Source material:
§
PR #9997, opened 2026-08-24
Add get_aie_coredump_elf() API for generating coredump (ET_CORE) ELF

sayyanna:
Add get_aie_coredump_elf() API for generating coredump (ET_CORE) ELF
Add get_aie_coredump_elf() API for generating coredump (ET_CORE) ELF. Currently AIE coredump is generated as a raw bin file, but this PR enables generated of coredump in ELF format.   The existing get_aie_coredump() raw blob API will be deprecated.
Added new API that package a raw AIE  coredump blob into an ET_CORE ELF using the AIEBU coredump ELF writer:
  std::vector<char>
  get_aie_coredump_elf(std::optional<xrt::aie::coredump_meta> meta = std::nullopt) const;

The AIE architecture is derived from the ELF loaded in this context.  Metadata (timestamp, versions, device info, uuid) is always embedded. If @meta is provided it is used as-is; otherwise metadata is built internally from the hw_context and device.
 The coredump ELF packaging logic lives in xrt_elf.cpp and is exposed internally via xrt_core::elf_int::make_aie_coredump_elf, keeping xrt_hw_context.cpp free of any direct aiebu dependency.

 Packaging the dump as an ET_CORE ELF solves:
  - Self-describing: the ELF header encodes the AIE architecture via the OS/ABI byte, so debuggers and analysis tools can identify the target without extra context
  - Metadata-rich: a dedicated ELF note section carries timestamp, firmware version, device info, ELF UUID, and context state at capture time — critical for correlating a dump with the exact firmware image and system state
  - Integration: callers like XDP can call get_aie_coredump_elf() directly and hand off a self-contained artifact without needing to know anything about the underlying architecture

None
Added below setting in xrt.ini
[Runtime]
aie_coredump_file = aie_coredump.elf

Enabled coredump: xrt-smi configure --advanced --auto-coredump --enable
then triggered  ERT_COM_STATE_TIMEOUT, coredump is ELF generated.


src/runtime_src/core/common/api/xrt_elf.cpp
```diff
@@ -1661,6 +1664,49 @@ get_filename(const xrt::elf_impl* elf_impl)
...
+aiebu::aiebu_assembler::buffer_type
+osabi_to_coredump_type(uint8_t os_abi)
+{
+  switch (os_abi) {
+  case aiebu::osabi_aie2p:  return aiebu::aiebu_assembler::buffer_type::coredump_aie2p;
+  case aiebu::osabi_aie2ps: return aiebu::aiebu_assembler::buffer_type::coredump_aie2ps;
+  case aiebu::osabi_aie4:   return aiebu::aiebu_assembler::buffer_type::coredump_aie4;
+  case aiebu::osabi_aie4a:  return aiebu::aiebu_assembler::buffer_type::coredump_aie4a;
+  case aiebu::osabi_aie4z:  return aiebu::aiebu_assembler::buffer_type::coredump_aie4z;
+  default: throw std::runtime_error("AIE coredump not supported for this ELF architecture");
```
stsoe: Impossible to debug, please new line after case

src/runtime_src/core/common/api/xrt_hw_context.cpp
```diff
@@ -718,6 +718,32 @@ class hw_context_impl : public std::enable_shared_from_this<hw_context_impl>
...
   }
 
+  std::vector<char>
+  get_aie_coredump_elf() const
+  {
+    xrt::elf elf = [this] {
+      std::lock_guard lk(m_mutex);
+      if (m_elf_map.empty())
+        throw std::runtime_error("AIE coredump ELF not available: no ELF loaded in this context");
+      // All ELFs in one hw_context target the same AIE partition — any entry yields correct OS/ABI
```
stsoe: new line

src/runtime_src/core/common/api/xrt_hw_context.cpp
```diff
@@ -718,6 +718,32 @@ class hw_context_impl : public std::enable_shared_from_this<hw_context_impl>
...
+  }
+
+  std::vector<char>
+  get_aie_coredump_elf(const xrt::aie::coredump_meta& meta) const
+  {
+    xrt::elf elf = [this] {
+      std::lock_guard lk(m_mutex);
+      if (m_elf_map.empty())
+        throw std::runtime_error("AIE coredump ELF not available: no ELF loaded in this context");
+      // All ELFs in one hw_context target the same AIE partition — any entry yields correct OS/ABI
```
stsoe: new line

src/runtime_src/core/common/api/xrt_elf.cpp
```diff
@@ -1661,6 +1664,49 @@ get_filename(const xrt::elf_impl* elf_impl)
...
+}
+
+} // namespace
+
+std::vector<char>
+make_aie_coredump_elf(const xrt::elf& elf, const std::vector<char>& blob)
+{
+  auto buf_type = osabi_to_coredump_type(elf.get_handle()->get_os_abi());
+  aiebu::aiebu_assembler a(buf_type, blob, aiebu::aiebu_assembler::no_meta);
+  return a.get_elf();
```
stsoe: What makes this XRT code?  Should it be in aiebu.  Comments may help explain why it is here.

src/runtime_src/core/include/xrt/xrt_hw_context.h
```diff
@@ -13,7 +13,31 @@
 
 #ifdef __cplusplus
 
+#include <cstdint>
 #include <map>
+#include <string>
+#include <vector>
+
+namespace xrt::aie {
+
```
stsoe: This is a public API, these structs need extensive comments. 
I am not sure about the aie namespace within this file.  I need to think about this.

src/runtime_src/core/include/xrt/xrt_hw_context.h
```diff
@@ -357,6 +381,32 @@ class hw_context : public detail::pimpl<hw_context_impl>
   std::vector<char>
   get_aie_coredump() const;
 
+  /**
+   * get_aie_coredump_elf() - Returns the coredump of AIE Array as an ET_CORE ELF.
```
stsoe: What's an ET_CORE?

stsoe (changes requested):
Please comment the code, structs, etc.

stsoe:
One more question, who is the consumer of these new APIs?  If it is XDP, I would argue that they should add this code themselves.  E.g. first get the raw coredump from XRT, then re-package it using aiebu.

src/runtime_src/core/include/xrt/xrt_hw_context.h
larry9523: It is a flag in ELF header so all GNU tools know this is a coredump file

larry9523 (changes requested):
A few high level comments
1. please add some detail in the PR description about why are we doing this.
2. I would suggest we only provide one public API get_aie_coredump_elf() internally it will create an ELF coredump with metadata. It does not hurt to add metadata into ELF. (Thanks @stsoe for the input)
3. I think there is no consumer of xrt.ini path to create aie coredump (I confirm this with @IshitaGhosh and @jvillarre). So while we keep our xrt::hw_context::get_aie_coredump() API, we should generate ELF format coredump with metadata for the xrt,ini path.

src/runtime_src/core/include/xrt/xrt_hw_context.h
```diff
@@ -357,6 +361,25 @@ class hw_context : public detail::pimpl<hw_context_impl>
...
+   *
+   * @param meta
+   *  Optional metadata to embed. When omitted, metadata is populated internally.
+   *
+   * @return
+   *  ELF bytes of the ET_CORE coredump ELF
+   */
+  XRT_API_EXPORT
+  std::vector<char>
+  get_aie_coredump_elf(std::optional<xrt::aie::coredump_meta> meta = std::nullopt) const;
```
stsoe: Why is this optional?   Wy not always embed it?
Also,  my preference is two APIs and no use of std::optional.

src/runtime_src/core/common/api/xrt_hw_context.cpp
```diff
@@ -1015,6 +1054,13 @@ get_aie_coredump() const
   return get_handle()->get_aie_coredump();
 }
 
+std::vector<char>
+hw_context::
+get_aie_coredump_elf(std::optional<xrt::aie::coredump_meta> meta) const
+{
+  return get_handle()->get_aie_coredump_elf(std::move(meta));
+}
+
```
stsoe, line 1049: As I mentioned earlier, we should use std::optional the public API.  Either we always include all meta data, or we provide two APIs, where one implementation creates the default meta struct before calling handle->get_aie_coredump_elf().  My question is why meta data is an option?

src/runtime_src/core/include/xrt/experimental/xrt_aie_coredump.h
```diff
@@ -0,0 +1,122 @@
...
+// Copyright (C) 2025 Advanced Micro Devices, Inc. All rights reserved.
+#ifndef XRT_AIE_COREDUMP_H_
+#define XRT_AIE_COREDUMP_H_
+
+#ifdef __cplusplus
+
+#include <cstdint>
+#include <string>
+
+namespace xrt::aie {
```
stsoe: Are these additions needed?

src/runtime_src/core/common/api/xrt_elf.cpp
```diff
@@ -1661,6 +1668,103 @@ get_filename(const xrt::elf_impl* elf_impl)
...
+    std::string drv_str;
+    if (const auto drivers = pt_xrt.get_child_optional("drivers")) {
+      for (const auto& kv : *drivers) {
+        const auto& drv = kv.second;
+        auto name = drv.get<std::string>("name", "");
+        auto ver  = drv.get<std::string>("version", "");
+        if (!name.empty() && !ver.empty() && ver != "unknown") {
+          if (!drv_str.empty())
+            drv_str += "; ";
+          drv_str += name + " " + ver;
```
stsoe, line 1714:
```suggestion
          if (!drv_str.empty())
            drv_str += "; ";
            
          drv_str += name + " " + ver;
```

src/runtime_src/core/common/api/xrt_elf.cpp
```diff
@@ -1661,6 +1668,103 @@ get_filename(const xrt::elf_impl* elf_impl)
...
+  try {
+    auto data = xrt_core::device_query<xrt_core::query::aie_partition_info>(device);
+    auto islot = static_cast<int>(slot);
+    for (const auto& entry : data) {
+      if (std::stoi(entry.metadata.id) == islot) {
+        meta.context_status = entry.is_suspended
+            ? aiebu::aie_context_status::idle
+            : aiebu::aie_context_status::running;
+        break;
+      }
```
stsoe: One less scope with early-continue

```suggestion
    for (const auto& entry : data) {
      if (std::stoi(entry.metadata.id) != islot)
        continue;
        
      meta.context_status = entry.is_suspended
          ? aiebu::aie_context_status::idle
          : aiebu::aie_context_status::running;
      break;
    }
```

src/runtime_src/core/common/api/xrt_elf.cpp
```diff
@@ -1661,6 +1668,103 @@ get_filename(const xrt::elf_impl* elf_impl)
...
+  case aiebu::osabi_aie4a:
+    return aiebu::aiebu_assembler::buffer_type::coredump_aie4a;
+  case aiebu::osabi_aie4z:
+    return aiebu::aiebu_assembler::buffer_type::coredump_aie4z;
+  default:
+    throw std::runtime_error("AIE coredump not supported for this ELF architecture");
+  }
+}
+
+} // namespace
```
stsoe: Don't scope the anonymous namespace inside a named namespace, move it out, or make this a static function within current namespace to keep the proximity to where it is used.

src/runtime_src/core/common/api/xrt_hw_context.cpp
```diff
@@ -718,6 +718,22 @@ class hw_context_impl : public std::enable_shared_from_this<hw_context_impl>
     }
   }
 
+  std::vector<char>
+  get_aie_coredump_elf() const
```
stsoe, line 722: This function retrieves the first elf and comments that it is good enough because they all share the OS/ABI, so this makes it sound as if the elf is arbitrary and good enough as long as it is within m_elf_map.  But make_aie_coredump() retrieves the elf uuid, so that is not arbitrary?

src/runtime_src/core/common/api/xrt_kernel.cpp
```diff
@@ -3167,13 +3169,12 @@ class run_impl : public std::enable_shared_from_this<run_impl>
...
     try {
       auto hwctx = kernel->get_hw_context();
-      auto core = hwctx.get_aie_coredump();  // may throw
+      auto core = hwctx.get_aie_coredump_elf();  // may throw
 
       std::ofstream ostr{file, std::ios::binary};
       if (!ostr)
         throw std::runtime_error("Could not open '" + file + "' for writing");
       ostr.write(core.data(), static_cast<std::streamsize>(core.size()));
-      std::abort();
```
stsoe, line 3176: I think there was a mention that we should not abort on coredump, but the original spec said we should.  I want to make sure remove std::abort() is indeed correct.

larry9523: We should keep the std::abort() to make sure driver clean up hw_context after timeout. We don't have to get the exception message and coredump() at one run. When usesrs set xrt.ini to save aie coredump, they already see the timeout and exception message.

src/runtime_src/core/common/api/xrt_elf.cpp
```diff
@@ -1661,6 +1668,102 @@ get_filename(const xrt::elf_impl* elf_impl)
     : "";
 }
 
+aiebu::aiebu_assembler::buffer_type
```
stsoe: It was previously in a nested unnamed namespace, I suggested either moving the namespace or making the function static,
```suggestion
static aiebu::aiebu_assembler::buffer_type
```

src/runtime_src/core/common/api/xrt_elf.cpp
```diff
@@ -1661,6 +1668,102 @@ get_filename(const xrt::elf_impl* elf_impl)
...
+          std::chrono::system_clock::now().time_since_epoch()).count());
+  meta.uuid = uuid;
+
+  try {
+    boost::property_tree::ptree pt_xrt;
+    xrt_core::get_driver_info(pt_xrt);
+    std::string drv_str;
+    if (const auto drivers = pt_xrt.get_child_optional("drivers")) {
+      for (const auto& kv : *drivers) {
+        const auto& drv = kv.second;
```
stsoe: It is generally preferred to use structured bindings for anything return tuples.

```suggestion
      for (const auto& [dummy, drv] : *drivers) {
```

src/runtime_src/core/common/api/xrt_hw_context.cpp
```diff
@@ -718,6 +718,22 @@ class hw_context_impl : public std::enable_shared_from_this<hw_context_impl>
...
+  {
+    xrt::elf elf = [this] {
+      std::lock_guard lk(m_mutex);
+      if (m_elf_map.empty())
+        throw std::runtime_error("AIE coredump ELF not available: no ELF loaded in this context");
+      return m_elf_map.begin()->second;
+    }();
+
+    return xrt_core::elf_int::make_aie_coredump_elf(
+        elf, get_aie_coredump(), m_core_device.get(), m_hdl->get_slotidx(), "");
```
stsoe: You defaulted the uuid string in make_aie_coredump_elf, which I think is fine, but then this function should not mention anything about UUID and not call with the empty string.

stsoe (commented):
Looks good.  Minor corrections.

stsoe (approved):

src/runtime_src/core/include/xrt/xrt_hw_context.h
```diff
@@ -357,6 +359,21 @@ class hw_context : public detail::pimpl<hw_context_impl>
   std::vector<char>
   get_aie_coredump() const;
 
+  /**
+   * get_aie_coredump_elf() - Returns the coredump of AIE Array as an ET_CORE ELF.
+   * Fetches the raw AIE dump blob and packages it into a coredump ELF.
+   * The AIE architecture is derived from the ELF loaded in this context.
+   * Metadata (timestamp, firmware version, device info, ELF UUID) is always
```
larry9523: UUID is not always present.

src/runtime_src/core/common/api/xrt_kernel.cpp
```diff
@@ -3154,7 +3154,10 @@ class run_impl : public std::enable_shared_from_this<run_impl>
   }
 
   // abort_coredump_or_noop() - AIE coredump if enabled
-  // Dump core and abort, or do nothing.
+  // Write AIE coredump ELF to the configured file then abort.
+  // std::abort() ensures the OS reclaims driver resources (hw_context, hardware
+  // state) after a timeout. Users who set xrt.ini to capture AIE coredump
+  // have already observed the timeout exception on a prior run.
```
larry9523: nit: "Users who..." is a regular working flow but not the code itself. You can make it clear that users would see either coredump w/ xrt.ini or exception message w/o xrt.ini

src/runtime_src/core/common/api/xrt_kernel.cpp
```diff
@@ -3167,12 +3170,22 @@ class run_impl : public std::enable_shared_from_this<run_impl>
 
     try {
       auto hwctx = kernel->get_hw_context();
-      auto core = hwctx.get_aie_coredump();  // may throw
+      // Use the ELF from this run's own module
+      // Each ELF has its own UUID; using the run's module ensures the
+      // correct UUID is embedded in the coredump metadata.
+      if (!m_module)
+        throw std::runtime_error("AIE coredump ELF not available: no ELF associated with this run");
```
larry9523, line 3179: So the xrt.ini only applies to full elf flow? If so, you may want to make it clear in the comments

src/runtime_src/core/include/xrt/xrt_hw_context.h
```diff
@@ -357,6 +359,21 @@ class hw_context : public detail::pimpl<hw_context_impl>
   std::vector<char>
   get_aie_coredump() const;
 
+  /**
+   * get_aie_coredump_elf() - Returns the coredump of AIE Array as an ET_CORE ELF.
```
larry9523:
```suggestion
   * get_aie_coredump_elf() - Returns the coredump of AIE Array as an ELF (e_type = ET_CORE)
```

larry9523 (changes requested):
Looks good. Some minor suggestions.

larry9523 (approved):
§
Description of the task: Answer only with the count of lines in the records that include the string "Looks".

Result of the exercise: 2